***** DATA PROVIDED

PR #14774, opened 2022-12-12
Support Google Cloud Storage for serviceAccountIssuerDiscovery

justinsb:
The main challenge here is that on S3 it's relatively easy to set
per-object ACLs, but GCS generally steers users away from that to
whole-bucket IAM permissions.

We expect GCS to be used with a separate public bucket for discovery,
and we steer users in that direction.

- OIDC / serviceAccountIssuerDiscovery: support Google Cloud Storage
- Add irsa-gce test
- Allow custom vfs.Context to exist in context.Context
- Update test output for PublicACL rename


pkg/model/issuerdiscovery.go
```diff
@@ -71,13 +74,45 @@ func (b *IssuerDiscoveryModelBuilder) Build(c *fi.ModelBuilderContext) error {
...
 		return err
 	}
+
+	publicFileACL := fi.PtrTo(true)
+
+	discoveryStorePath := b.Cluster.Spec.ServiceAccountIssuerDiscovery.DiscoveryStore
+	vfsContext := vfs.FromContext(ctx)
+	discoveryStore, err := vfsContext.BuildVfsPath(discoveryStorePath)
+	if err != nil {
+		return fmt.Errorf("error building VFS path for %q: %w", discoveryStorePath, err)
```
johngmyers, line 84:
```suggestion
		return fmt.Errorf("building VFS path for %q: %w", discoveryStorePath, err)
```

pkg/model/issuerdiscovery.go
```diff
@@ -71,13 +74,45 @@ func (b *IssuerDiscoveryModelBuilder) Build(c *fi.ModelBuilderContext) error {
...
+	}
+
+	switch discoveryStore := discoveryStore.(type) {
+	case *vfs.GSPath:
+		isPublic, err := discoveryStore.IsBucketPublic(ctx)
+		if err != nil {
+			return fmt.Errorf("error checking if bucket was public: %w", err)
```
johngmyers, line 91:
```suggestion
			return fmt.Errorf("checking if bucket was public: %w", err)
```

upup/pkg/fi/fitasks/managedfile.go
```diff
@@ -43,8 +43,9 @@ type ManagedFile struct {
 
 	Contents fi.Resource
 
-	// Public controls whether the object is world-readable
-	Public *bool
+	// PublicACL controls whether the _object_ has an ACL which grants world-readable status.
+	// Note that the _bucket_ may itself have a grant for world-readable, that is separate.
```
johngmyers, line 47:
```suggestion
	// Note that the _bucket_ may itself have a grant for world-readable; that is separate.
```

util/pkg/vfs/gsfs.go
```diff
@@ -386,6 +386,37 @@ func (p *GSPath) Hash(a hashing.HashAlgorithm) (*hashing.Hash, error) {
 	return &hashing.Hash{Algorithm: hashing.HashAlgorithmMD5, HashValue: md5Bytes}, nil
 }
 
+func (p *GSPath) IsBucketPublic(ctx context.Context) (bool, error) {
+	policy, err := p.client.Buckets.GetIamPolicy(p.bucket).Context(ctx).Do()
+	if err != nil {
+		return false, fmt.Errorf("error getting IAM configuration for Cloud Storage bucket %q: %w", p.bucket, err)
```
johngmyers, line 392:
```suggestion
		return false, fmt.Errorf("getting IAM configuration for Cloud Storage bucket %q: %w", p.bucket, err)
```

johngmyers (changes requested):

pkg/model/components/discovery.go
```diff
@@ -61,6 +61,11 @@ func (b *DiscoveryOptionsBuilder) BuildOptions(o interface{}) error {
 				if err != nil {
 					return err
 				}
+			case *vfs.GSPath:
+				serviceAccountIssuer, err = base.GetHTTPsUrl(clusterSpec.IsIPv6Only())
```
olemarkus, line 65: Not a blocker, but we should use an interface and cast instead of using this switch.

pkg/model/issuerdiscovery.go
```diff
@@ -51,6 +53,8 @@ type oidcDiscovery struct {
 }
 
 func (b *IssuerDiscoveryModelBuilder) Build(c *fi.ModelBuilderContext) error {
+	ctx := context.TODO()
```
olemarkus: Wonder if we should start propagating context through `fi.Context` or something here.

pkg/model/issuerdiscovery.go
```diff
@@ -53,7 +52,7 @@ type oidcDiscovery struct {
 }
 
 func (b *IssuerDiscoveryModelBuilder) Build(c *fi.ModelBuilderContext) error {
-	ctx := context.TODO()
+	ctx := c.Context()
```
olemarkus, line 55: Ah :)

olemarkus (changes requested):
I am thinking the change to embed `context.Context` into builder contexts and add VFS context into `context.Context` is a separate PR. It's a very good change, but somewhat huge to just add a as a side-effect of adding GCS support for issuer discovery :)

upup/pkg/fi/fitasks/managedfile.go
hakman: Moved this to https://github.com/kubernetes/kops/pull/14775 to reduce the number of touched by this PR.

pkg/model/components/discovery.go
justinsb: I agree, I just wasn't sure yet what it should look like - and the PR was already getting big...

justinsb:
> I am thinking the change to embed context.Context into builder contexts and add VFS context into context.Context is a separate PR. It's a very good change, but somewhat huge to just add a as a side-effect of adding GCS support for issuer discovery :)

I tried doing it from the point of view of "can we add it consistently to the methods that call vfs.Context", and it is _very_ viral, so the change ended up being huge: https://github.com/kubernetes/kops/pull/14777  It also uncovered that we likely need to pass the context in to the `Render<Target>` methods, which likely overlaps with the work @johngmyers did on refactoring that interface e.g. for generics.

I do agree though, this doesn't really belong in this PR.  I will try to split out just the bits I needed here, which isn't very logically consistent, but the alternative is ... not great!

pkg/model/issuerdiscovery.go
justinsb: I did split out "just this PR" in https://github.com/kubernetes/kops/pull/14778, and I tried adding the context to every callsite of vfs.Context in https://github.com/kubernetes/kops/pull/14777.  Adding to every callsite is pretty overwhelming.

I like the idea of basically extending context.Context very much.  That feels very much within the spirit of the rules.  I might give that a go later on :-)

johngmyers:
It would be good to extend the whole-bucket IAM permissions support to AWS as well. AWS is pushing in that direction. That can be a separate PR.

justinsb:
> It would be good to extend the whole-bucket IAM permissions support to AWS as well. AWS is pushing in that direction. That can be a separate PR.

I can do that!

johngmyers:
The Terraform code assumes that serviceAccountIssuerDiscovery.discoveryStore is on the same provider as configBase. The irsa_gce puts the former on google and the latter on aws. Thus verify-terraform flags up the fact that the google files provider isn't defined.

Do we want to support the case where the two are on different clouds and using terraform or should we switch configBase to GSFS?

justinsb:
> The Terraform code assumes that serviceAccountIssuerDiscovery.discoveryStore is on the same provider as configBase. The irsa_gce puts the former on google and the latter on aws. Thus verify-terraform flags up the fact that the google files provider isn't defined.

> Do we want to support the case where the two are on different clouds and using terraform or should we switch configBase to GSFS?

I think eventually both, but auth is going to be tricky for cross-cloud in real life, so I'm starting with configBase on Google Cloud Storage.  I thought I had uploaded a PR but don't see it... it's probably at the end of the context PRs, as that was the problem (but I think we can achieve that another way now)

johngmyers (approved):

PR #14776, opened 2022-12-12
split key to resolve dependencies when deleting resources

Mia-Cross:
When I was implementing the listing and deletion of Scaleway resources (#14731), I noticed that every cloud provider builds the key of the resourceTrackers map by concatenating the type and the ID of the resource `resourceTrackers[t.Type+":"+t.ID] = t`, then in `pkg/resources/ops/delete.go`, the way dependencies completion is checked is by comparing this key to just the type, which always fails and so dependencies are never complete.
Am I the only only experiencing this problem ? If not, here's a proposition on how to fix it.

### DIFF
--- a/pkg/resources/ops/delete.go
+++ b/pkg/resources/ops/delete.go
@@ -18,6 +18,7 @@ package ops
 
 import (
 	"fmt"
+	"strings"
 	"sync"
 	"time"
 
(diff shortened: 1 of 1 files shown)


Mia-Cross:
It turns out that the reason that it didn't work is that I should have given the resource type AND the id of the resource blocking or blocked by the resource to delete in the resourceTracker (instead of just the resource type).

**********

PROMPT: Please return the data above in full, without altering a single line.

REPLY TO THE EXERCISE:
PR #14774, opened 2022-12-12
Support Google Cloud Storage for serviceAccountIssuerDiscovery

justinsb:
The main challenge here is that on S3 it's relatively easy to set
per-object ACLs, but GCS generally steers users away from that to
whole-bucket IAM permissions.

We expect GCS to be used with a separate public bucket for discovery,
and we steer users in that direction.

- OIDC / serviceAccountIssuerDiscovery: support Google Cloud Storage
- Add irsa-gce test
- Allow custom vfs.Context to exist in context.Context
- Update test output for PublicACL rename


pkg/model/issuerdiscovery.go
```diff
@@ -71,13 +74,45 @@ func (b *IssuerDiscoveryModelBuilder) Build(c *fi.ModelBuilderContext) error {
...
 		return err
 	}
+
+	publicFileACL := fi.PtrTo(true)
+
+	discoveryStorePath := b.Cluster.Spec.ServiceAccountIssuerDiscovery.DiscoveryStore
+	vfsContext := vfs.FromContext(ctx)
+	discoveryStore, err := vfsContext.BuildVfsPath(discoveryStorePath)
+	if err != nil {
+		return fmt.Errorf("error building VFS path for %q: %w", discoveryStorePath, err)
```
johngmyers, line 84:
```suggestion
		return fmt.Errorf("building VFS path for %q: %w", discoveryStorePath, err)
```

pkg/model/issuerdiscovery.go
```diff
@@ -71,13 +74,45 @@ func (b *IssuerDiscoveryModelBuilder) Build(c *fi.ModelBuilderContext) error {
...
+	}
+
+	switch discoveryStore := discoveryStore.(type) {
+	case *vfs.GSPath:
+		isPublic, err := discoveryStore.IsBucketPublic(ctx)
+		if err != nil {
+			return fmt.Errorf("error checking if bucket was public: %w", err)
```
johngmyers, line 91:
```suggestion
			return fmt.Errorf("checking if bucket was public: %w", err)
```

upup/pkg/fi/fitasks/managedfile.go
```diff
@@ -43,8 +43,9 @@ type ManagedFile struct {
 
 	Contents fi.Resource
 
-	// Public controls whether the object is world-readable
-	Public *bool
+	// PublicACL controls whether the _object_ has an ACL which grants world-readable status.
+	// Note that the _bucket_ may itself have a grant for world-readable, that is separate.
```
johngmyers, line 47:
```suggestion
	// Note that the _bucket_ may itself have a grant for world-readable; that is separate.
```

util/pkg/vfs/gsfs.go
```diff
@@ -386,6 +386,37 @@ func (p *GSPath) Hash(a hashing.HashAlgorithm) (*hashing.Hash, error) {
 	return &hashing.Hash{Algorithm: hashing.HashAlgorithmMD5, HashValue: md5Bytes}, nil
 }
 
+func (p *GSPath) IsBucketPublic(ctx context.Context) (bool, error) {
+	policy, err := p.client.Buckets.GetIamPolicy(p.bucket).Context(ctx).Do()
+	if err != nil {
+		return false, fmt.Errorf("error getting IAM configuration for Cloud Storage bucket %q: %w", p.bucket, err)
```
johngmyers, line 392:
```suggestion
		return false, fmt.Errorf("getting IAM configuration for Cloud Storage bucket %q: %w", p.bucket, err)
```

johngmyers (changes requested):

pkg/model/components/discovery.go
```diff
@@ -61,6 +61,11 @@ func (b *DiscoveryOptionsBuilder) BuildOptions(o interface{}) error {
 				if err != nil {
 					return err
 				}
+			case *vfs.GSPath:
+				serviceAccountIssuer, err = base.GetHTTPsUrl(clusterSpec.IsIPv6Only())
```
olemarkus, line 65: Not a blocker, but we should use an interface and cast instead of using this switch.

pkg/model/issuerdiscovery.go
```diff
@@ -51,6 +53,8 @@ type oidcDiscovery struct {
 }
 
 func (b *IssuerDiscoveryModelBuilder) Build(c *fi.ModelBuilderContext) error {
+	ctx := context.TODO()
```
olemarkus: Wonder if we should start propagating context through `fi.Context` or something here.

pkg/model/issuerdiscovery.go
```diff
@@ -53,7 +52,7 @@ type oidcDiscovery struct {
 }
 
 func (b *IssuerDiscoveryModelBuilder) Build(c *fi.ModelBuilderContext) error {
-	ctx := context.TODO()
+	ctx := c.Context()
```
olemarkus, line 55: Ah :)

olemarkus (changes requested):
I am thinking the change to embed `context.Context` into builder contexts and add VFS context into `context.Context` is a separate PR. It's a very good change, but somewhat huge to just add a as a side-effect of adding GCS support for issuer discovery :)

upup/pkg/fi/fitasks/managedfile.go
hakman: Moved this to https://github.com/kubernetes/kops/pull/14775 to reduce the number of touched by this PR.

pkg/model/components/discovery.go
justinsb: I agree, I just wasn't sure yet what it should look like - and the PR was already getting big...

justinsb:
> I am thinking the change to embed context.Context into builder contexts and add VFS context into context.Context is a separate PR. It's a very good change, but somewhat huge to just add a as a side-effect of adding GCS support for issuer discovery :)

I tried doing it from the point of view of "can we add it consistently to the methods that call vfs.Context", and it is _very_ viral, so the change ended up being huge: https://github.com/kubernetes/kops/pull/14777  It also uncovered that we likely need to pass the context in to the `Render<Target>` methods, which likely overlaps with the work @johngmyers did on refactoring that interface e.g. for generics.

I do agree though, this doesn't really belong in this PR.  I will try to split out just the bits I needed here, which isn't very logically consistent, but the alternative is ... not great!

pkg/model/issuerdiscovery.go
justinsb: I did split out "just this PR" in https://github.com/kubernetes/kops/pull/14778, and I tried adding the context to every callsite of vfs.Context in https://github.com/kubernetes/kops/pull/14777.  Adding to every callsite is pretty overwhelming.

I like the idea of basically extending context.Context very much.  That feels very much within the spirit of the rules.  I might give that a go later on :-)

johngmyers:
It would be good to extend the whole-bucket IAM permissions support to AWS as well. AWS is pushing in that direction. That can be a separate PR.

justinsb:
> It would be good to extend the whole-bucket IAM permissions support to AWS as well. AWS is pushing in that direction. That can be a separate PR.

I can do that!

johngmyers:
The Terraform code assumes that serviceAccountIssuerDiscovery.discoveryStore is on the same provider as configBase. The irsa_gce puts the former on google and the latter on aws. Thus verify-terraform flags up the fact that the google files provider isn't defined.

Do we want to support the case where the two are on different clouds and using terraform or should we switch configBase to GSFS?

justinsb:
> The Terraform code assumes that serviceAccountIssuerDiscovery.discoveryStore is on the same provider as configBase. The irsa_gce puts the former on google and the latter on aws. Thus verify-terraform flags up the fact that the google files provider isn't defined.

> Do we want to support the case where the two are on different clouds and using terraform or should we switch configBase to GSFS?

I think eventually both, but auth is going to be tricky for cross-cloud in real life, so I'm starting with configBase on Google Cloud Storage.  I thought I had uploaded a PR but don't see it... it's probably at the end of the context PRs, as that was the problem (but I think we can achieve that another way now)

johngmyers (approved):

PR #14776, opened 2022-12-12
split key to resolve dependencies when deleting resources

Mia-Cross:
When I was implementing the listing and deletion of Scaleway resources (#14731), I noticed that every cloud provider builds the key of the resourceTrackers map by concatenating the type and the ID of the resource `resourceTrackers[t.Type+":"+t.ID] = t`, then in `pkg/resources/ops/delete.go`, the way dependencies completion is checked is by comparing this key to just the type, which always fails and so dependencies are never complete.
Am I the only only experiencing this problem ? If not, here's a proposition on how to fix it.

### DIFF
--- a/pkg/resources/ops/delete.go
+++ b/pkg/resources/ops/delete.go
@@ -18,6 +18,7 @@ package ops
 
 import (
 	"fmt"
+	"strings"
 	"sync"
 	"time"
 
(diff shortened: 1 of 1 files shown)


Mia-Cross:
It turns out that the reason that it didn't work is that I should have given the resource type AND the id of the resource blocking or blocked by the resource to delete in the resourceTracker (instead of just the resource type).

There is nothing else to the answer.